FDA Expands Indication of Insulin for Younger Diabetes Patients
Tresiba is now indicated to treat patients with diabetes as young as 1-year-old.
The FDA recently approved an expanded indication for Tresiba (insulin degludec injection 100 U/mL, 200 U/mL) for use in children and adolescents with diabetes.
The insulin is now indicated to improve blood glucose levels in type 1 and type 2 diabetes in patients as young as 1-year-old, making it the only basal insulin approved in these patients, according to a press release from Novo Nordisk.
Tresiba is a long-acting basal insulin administered through injection once per day. The insulin has a 25-hour half-life, and has demonstrated a consistently stable profile.
The new drug application was submitted based on positive results from the phase 3b BEGIN Young 1 trial. The 26-week trial evaluated the efficacy and safety of once-daily Tresiba compared with Levemir (insulin detemir [rDNA origin] injection) administered once or twice daily in combination with a mealtime insulin (insulin aspart).
Included in the randomized trial were patients with type 1 diabetes whose ages ranged from 1- to 17-years-old.
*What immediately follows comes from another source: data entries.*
PR #463, opened 2017-05-18
Fix queue constraint checking

apanda:
Not only should we not propagate workers for queues, but the constraint
checks themselves need to be different. This patch adds a new check
method.


sangjinhan:
Probably it's good to move non-trivial functions from .h to .cc.

apanda:
@sangjinhan Done

barath:
img_0965

PR #464, opened 2017-05-19
Fix potential gRPC race

sangjinhan:
gRPC servers are internally multi-threaded, so all RPC handlers must be thread-safe. BESS API handlers are not. This means, if there are multiple client connections, the daemon may crash due to race condition.

gRPC does not currently support a knob to limit the number of handler threads (only "idle" handler threads can be limited). Instead, I introduced a mutex to serialize all RPCs over concurrent connections. Since it could be tedious and error-prone to insert a mutex block in every handler, `mutex::lock()` and `mutex::unlock()` have been added to the callback functions called by all RPC messages.

In addition, the gRPC server has been encapsulated as a class object.

### DIFF
--- a/core/bessctl.cc
+++ b/core/bessctl.cc
@@ -33,15 +33,8 @@
 #include "utils/time.h"
 #include "worker.h"
 
-using grpc::Server;
-using grpc::ServerBuilder;
-using grpc::ServerContext;
-using grpc::ServerReader;
-using grpc::ServerReaderWriter;
-using grpc::ServerWriter;
 using grpc::Status;
 using grpc::ServerContext;
-using grpc::ServerBuilder;
 
 using bess::priority_t;
 using bess::resource_t;
@@ -1643,11 +1636,11 @@ class BESSControlImpl final : public BESSControl::Service {
 };
 
 // TODO: C++-ify
-static std::unique_ptr<Server> server;
+static std::unique_ptr<grpc::Server> server;
 static BESSControlImpl service;
 
 void SetupControl() {
-  ServerBuilder builder;
+  grpc::ServerBuilder builder;
 
   if (FLAGS_p) {
     std::string server_address = bess::utils::Format("127.0.0.1:%d", FLAGS_p);
@@ -1655,6 +1648,7 @@ void SetupControl() {
     builder.AddListeningPort(server_address, grpc::InsecureServerCredentials());
   }
 
+  builder.SetSyncServerOption(grpc::ServerBuilder::MAX_POLLERS, 1);
   builder.RegisterService(&service);
   server = builder.BuildAndStart();
 }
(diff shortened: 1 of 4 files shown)


core/bessctl.cc
```diff
@@ -399,6 +381,8 @@ static void collect_tc(const bess::TrafficClass* c, int wid,
 
 class BESSControlImpl final : public BESSControl::Service {
  public:
+  void set_shutdown_func(std::function<void()> func) { shutdown_func_ = func; }
```
barath: Minor: could func be a const reference?

core/bessctl.cc
```diff
@@ -1640,38 +1632,62 @@ class BESSControlImpl final : public BESSControl::Service {
...
+  std::string addr = bess::utils::Format("%s:%d", host.c_str(), port);
+  LOG(INFO) << "Server listening on " << addr;
 
-  if (FLAGS_p) {
-    std::string server_address = bess::utils::Format("127.0.0.1:%d", FLAGS_p);
-    LOG(INFO) << "Server listening on " << server_address;
-    builder.AddListeningPort(server_address, grpc::InsecureServerCredentials());
+  int alloced_port = 0;
+  builder_->AddListeningPort(addr, grpc::InsecureServerCredentials(),
+                           &alloced_port);
```
barath: Minor: alignment seems funny.

core/bessctl.h
```diff
@@ -1,8 +1,30 @@
...
 
-void SetupControl();
+#include <string>
 
-void RunControl();
+namespace grpc {
+  class ServerBuilder;
+}  // namespace grpc
+
+class ApiServer {
```
barath: Could you add a class comment briefly describing how this is used?

core/bessctl.h
```diff
@@ -1,8 +1,30 @@
...
+ public:
+  ApiServer() : builder_(nullptr) {}
```
barath: Initialize grpc_cb_set_?

core/bessctl.cc
```diff
@@ -1640,38 +1634,58 @@ class BESSControlImpl final : public BESSControl::Service {
...
-void RunControl() {
-  auto serve_func = []() {
-    server->Wait();
-    LOG(INFO) << "Terminating gRPC server";
+void ApiServer::Run() {
+  class ServerCallbacks : public grpc::Server::GlobalCallbacks {
+   public:
+    ServerCallbacks() {}
+    void PreSynchronousRequest(ServerContext*) { mutex_.lock(); }
+    void PostSynchronousRequest(ServerContext*) { mutex_.unlock(); }
```
melvinw: Could we deadlock if a worker barfs in the middle of handling a request, or does `PostSynchronousRequest()` get called regardless?

melvinw: I guess bessd is almost always crashed in that case anyway. This may be a nonissue.

sangjinhan: Any hard crash in a gRPC handler thread will terminate the entire daemon process. Otherwise, the callback function will be called after any soft failures (e.g., not returning Status::OK).

melvinw: Gotcha

melvinw:
Thanks! 
4lyyz8ypufzy

PR #466, opened 2017-05-20
libbess-python: attach_module() to 'priority' or 'weighted_fair'.

ddiproietto:
attach_module() didn't allow attaching to 'priority' or 'weighted_fair'
parents, because it didn't have a way to specify the 'priority' or
'share' parameters.  This commit adds the parameters (they're similar to
what we have in add_tc()).


melvinw:
Thanks! schfunw5ldxy

PR #469, opened 2017-05-22
pcap: Support jumbo frame

changlan:
This PR adds jumbo frame support to the PCAP driver, roughly following this DPDK patch: http://dpdk.org/ml/archives/dev/2015-February/014404.html.

### DIFF
--- a/core/drivers/pcap.cc
+++ b/core/drivers/pcap.cc
@@ -1,5 +1,8 @@
 #include "pcap.h"
 
+#include <algorithm>
+#include <string>
+
 #include "../utils/pcap.h"
 
 CommandResponse PCAPPort::Init(const bess::pb::PCAPPortArg& arg) {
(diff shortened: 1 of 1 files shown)


core/drivers/pcap.cc
```diff
@@ -1,5 +1,8 @@
 #include "pcap.h"
 
+#include <algorithm>
```
sangjinhan: Maybe I am missing something, but the code change doesn't seem to need these headers here...

core/drivers/pcap.cc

The investigators found that Tresiba in combination with insulin aspart improved glycemic control in these patients, according to Novo Nordisk. Common adverse events seen in the trial included infection, hypoglycemia, and hypoglycemia.
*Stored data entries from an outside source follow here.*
PR #472, opened 2017-05-23
Account for tasks instead of workers

apanda:
Previously we were ensuring that each worker was propagated exactly once
through a module. This doesn't work since multiple tasks in a worker
might be using the same module. This change fixes this misaccounting.
Also fixes related bugs in queue.cc

### DIFF
--- a/bessctl/conf/testing/test_constraint_checker.bess
+++ b/bessctl/conf/testing/test_constraint_checker.bess
@@ -1,0 +1,42 @@
+# This is taken from queue.bess
+src::Source() \
+        -> queue::Queue() \
+        -> VLANPush(tci=2) \
+        -> Sink()
+
+bess.add_tc('fast', policy='rate_limit', resource='packet', limit={'packet': 9000000})
+bess.attach_module(src.name, 'fast')
+
+bess.add_tc('slow', policy='rate_limit', resource='packet', limit={'packet': 1000000})
+bess.attach_module(queue.name, 'slow')
+ret = bess.check_constraints()
+assert(not ret)
+bess.reset_all()
+
+# From nat.bess -- check that revisiting the same module works correctly.
+nat::NAT(rules=[{'internal_addr_block':'0.0.0.0/0', 'external_addr_block':'192.168.1.1/32'}])
+
+# Swap src/dst MAC
+mac::MACSwap()
+
+# Swap src/dst IP addresses / ports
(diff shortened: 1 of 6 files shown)


apanda:
@barath Tests added

core/module.h
```diff
@@ -335,6 +350,8 @@ class Module {
   std::vector<bess::OGate *> ogates_;
   // Set of active workers accessing this module.
   std::vector<bool> active_workers_;
+  // Set of tasks we have already accounted for when propagating workers.
+  std::vector<const ModuleTask *> visited_tasks_;
```
barath: Maybe use unordered_set or set instead of vector?

barath:
LGTM, pending Sangjin's review.

bessctl/conf/testing/test_constraint_checker.bess
```diff
@@ -0,0 +1,67 @@
+
+def queue_test():
```
sangjinhan: Perhaps we don't need `queue_test()` and `nat_test()` here, since they are already checked in `samples/nat.bess` and `sample/queue.bess`and they are already included in the sanity check?

libbess-python/bess.py
```diff
@@ -210,9 +211,12 @@ def check_constraints(self):
             for module in response.modules:
                 print 'constraints violated for module %s --'\
                     ' please check bessd log' % module.name
+            error = True
         if response.fatal:
             raise self.ConstraintError("Fatal violation of "
                                        "scheduling constraints")
+            error = True
```
sangjinhan: These lines will never be executed since the control flow already left this function. If you want a tri-state return value, how about something like:
* success: no return value
* soft/hard failure: raise ConstraintError("Scheduling violation(s) found", violations=response.violations, modules=response.modules, fatal=response.fatal)

So that the caller (e.g., bessctl) can deal with the error programmatically? The caller may want to make sure that there are even no minor errors, choose its own error message mechanism (e.g., `cli.err()`), etc.

bessctl/conf/testing/test_constraint_checker.bess
apanda: We don't check for soft constraint failures in sanity check, which is why I copied it here.

sangjinhan:
tumblr_m8he779vrg1qze0hyo1_400

PR #473, opened 2017-05-23
Fix the field type of `WorkerStatus`

changlan:


sangjinhan:
tumblr_m8gzng2msn1qargfho1_1280

PR #475, opened 2017-05-25
Extended Utility Codel

TheJStone:
Adds Factory, Generator and Resize methods(as well as a few minor fixups) to Utility Codel in order to allow integration into DRR.

### DIFF
--- a/core/utils/codel.h
+++ b/core/utils/codel.h
@@ -3,12 +3,12 @@
 
 #include <cmath>
 #include <deque>
+#include <functional>
 
 #include <glog/logging.h>
 
 #include "time.h"
 #include "queue.h"
-
 
 namespace bess {
 namespace utils {
@@ -50,6 +50,7 @@ class Codel final: public Queue<T> {
         queue_(),
         drop_func_(drop_func) { }
 
+  // deconstructor that drops all objects still left in the internal queue.  
   virtual ~Codel() {
     Wrapper w;
     while (!queue_.empty()) {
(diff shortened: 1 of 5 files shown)


core/utils/codel.h
```diff
@@ -135,7 +136,12 @@ class Codel final: public Queue<T> {
     return i;
   }
 
-  size_t Capacity() override { return queue_.max_size(); }
+  size_t Capacity() override {
```
apanda: Why is Codel's capacity different from the underlying queue capacity. We have already allocated memory (based on the Resize method below). It would be good to at least add a comment explaining this choice, since the current code is surprising.

core/utils/codel.h
```diff
@@ -148,6 +154,35 @@ class Codel final: public Queue<T> {
 
   size_t Size() override { return queue_.size(); }
 
+  int Resize(size_t new_capacity) override {
+    if (new_capacity <= Size()) {
+      return -1;
+    } else if (new_capacity >= queue_.max_size()) {
+      return -1;
```
apanda: Why does this method fail here, rather than calling `queue_.resize`?

core/utils/codel.h
TheJStone: I switched the underlying queue to deque which has a max size of the memory available to it according to the spec and I didn't see any constructor parameter to limit the deque size. In the use case of having many codels in drr handling a burst, it would be better to restrict queue size rather than have issues with memory although the max_entries can be specified as 0 to default to the memory size. I will add a comment but is allowing restriction not a good idea?

core/utils/codel.h
TheJStone: I changed the underlying queue to be `deque` so the `max_size` is the max number of entries that the queue can have given system limitations.

core/utils/codel.h
apanda: That is OK, just add a comment with the reason you gave above.

apanda: The restriction is fine -- I think it needs to be documented. I am not super sure how one picks `max_size_` -- it seems to depend on the workload, but c'est la vie.

core/utils/codel.h
apanda: Just document it -- it looks strange to have a resize method which mostly does nothing.

barath:
Just wanted to follow up -- Josh, do you think you're pretty much done making the changes Panda asked about?  If so, we can merge this in the next day or two.

TheJStone:
ya, I can finish it up tonight and push. I will ping you when I do.

apanda:
Merged, thanks!
image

Novo Nordisk said that other common adverse events have included reactions at injection site, itching, rash, allergic reactions, lipodystrophy, weight gain, and swelling of the hands and feet. Tresiba may also cause heart failure in patients taking thiazolidinediones for type 2 diabetes.
Additionally, Novo Nordisk reported that the use of Tresiba in patients age 1 and older who have type 2 diabetes is supported by findings from previous studies that included adults.
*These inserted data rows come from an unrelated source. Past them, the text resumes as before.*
PR #479, opened 2017-05-26
Update NAT module

sangjinhan:
This PR revamps the NAT module, with the following changes:
* More compliant to the standards. Most importantly, the new module performs [Endpoint-Independent Mapping](https://tools.ietf.org/html/rfc4787#section-4.1), which is required for NAT hole punching.
* The memory footprint has been reduced (total 64 bytes/entry; used to be 128 bytes/entry) and only proportional to the number of concurrent connections. It doesn't not maintain the list of free IP/port pairs any longer; using a large external IP address pool won't increase memory usage.
* The garbage collection phase has been eliminated. The module won't stop entirely even if IP/port pairs run out.
* Performance improvement (below)

### Local test (unidirectional)
All numbers are in Mpps.

Flows | New | Old
--------- | ----- | ----
1 | 43.8 | 27.2 |
16 | 29.2 | 20.2 |
256 | 30.1 | 20.7 |
4096 | 24.7 | 15.6 |
65536 | 19.4 | 13.2 |

### Local test (bidirectional)
For actual pps, multiple these numbers by 2

Flows | New | Old
--------- | ----- | ----
1 | 23.1 | 13.8 |
16 | 16.7 | 9.9 |
256 | 15.4 | 10.4 |
4096 | 12.6 | 7.7 |
65536 | 9.3 | 6.8 |

### With i40e NICs
Flows | New | Old
--------- | ----- | ----
1 | 16.2 | 12.9 |
16 | 13.8 | 11.3 |
256 | 13.0 | 10.0 |
4096 | 12.2 | 7.1 |
65536 | 11.6 | 6.6 |
1048576 | 6.2 | 3.8 |

### DIFF
--- a/core/modules/nat.cc
+++ b/core/modules/nat.cc
@@ -81,7 +81,8 @@ static inline std::pair<bool, Endpoint> ExtractEndpoint(const Ipv4 *ip,
     }
   }
 
-  return std::make_pair(false, Endpoint{});
+  return std::make_pair(
+      false, Endpoint{.addr = ip->src, .port = be16_t(0), .protocol = 0});
 }
 
 // Not necessary to inline this function, since it is less frequently called
--- a/core/modules/nat.cc
+++ b/core/modules/nat.cc
@@ -44,8 +44,8 @@ CommandResponse NAT::Init(const bess::pb::NATArg &arg) {
 }
 
 static inline std::pair<bool, Endpoint> ExtractEndpoint(const Ipv4 *ip,
-                                                 const void *l4,
-                                                 NAT::Direction dir) {
+                                                        const void *l4,
+                                                        NAT::Direction dir) {
   IpProto proto = static_cast<IpProto>(ip->protocol);
 
   if (likely(proto == IpProto::kTcp || proto == IpProto::kUdp)) {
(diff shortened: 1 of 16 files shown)


core/modules/nat.h
```diff
@@ -10,173 +13,112 @@
...
-#if __SSE4_2__ && __x86_64
-    init_val = crc32c_sse42_u64(bytes.u64[0], init_val);
-    init_val = crc32c_sse42_u64(bytes.u64[1], init_val);
-#else
-    init_val = rte_hash_crc(&bytes.u64[0], sizeof(uint64_t), init_val);
-    init_val = rte_hash_crc(&bytes.u64[1], sizeof(uint64_t), init_val);
-#endif
-    return init_val;
-  }
+// timestamp is only refreshed for forward mappings (rfc4787 REQ-6)
```
sangjinhan: The field name used to be `timestamp` but forgot to update. Thanks!

core/modules/nat.h
```diff
@@ -10,173 +13,112 @@
...
 using bess::utils::be32_t;
-using bess::utils::Ipv4Prefix;
 
-const uint16_t MIN_PORT = 1024;
-const uint16_t MAX_PORT = 65535;
-const uint64_t TIME_OUT_NS = 120ull * 1000 * 1000 * 1000;
+struct alignas(8) Endpoint {
+  be32_t addr;
+  be16_t port;    // identifier if ICMP
+  uint16_t protocol;
```
sangjinhan: Done.

core/modules/nat.cc
```diff
@@ -18,173 +19,199 @@ using IpProto = bess::utils::Ipv4::Proto;
...
-  rules_.clear();
-  flow_hash_.Clear();
+  if (likely(proto == IpProto::kTcp || proto == IpProto::kUdp)) {
+    // UDP and TCP share the same layout for port numbers
+    const Udp *udp = static_cast<const Udp *>(l4);
+    Endpoint ret;
 
-  return CommandResponse();
-}
+    if (dir == NAT::kForward) {
```
sangjinhan: The if statement will disappear at compile time. The functions take `dir` as a template parameter, so that the compiler will generate separate binary code for each forward and reverse direction. Eventually all the functions are inlined as two `ProcessBatch<kForward>()` and `ProcessBatch<kReverse>()`.

barath:
LGTM, will merge after Travis.

barath:
img_1060

PR #480, opened 2017-05-26
Rename attach_module() to attach_task() and add module.attach_task

ddiproietto:
This only makes the interface easier to use from .bess scripts.

Backwards compatibility is preserved for now


sangjinhan:
tumblr_m8y88l1hf21rro1o5o1_1280

PR #484, opened 2017-05-29
Remove redundant python imports

GalSagie:
Remove unused imports from all python files that
are not auto generated


changlan:
image

PR #317, opened 2022-11-10
Prefer official Homebrew distribution

umireon:
I've added tart to the official Homebrew repository.
https://github.com/Homebrew/homebrew-core/pull/114571

### DIFF
--- a/README.md
+++ b/README.md
@@ -27,7 +27,7 @@ Built by CI engineers for your automation needs. Here are some highlights of Tar
 Try running a Tart VM on your Apple Silicon device running macOS Monterey or later (will download a 25 GB image):
 
 ```shell
-brew install cirruslabs/cli/tart
+brew install tart
 tart clone ghcr.io/cirruslabs/macos-ventura-base:latest ventura-base
 tart run ventura-base
 ```


edigaryev:
It's nice to see Tart being available in Homebrew directly, but this is somewhat a regression due to slower release time, the Homebrew's repository and review process being the bottleneck here.

Perhaps leaving both options to install Tart in `README.md` and some explanation on how to choose between the two would be a nice trade-off here.

edigaryev:
> Especially for version updates, they have update detectors and maintainers and contributors are eager to keep every formula up to date.

Good to know that!

But still, we need to keep in mind that it's not immediate from Tart's side, like it is now. One has to do two things now, instead of one. I wonder if this can be automated somehow.

fkorotkov:
Appreciate the effort of putting out `tart` into the official Homebrew repository! I wish you would've create an discussion first though!

Two things will not work for Tart here. First, we do need signing with our certificate to get the elevated network entitlements. But most importantly we need signing with some valid developer certificate (and not self-signed) so users don't need to allow access to Keychain every time you update Tart.

On top of the things, we need an automated way to propagate updates upon release. Right now [we use `Goreleaser`](https://github.com/cirruslabs/tart/blob/f37372da2850acb51690f6f212ae8faaa841f400/.goreleaser.yml#L33-L53). What's the story of automatically creating PR for updates to Homebrew core?

fkorotkov:
Closing it since it's unclear how to support the signing part since it requires private keys from our side. Either the homebrew formula should download prebuilt binaries or we should just remove to lower the confusion.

However, the insulin is not recommended for patients with keatoacidosis, or young patients who do not need more than 5 units of insulin per day. It is currently unknown whether Tresiba is safe and effective in patients who are younger than 1-year-old.
Tresiba is available in the FlexTouch device as a 100 units/mL or 200 units/mL pen, which is the only prefilled insulin pen without a push-button extension, according to the press release. The U-100 FlexTouch can deliver up to 800 units in 1 injection, and the U-200 FlexTouch can deliver up to 160 units per injection.
Novo Nordisk warns patients not to share their Tresiba FlexTouch with others due to a potential risk for developing a serious infection.
Patients with commercial insurance may qualify for the Tresiba Instant Savings Card that reduces co-pays for the drug as low as $25, according to Novo Nordisk.
"We are seeing a rise in the number of children and adolescents with diabetes in the US, especially those with type 2, and are proud to support these patients by offering new and effective treatment options," said Todd Hobbs, MD, US chief medical officer at Novo Nordisk. "It can be challenging for children with type 1 diabetes and their parents to manage blood sugar levels and keep up with multiple injections throughout an already busy day. With this approval, they now have another option of a long-acting insulin that is dosed once daily."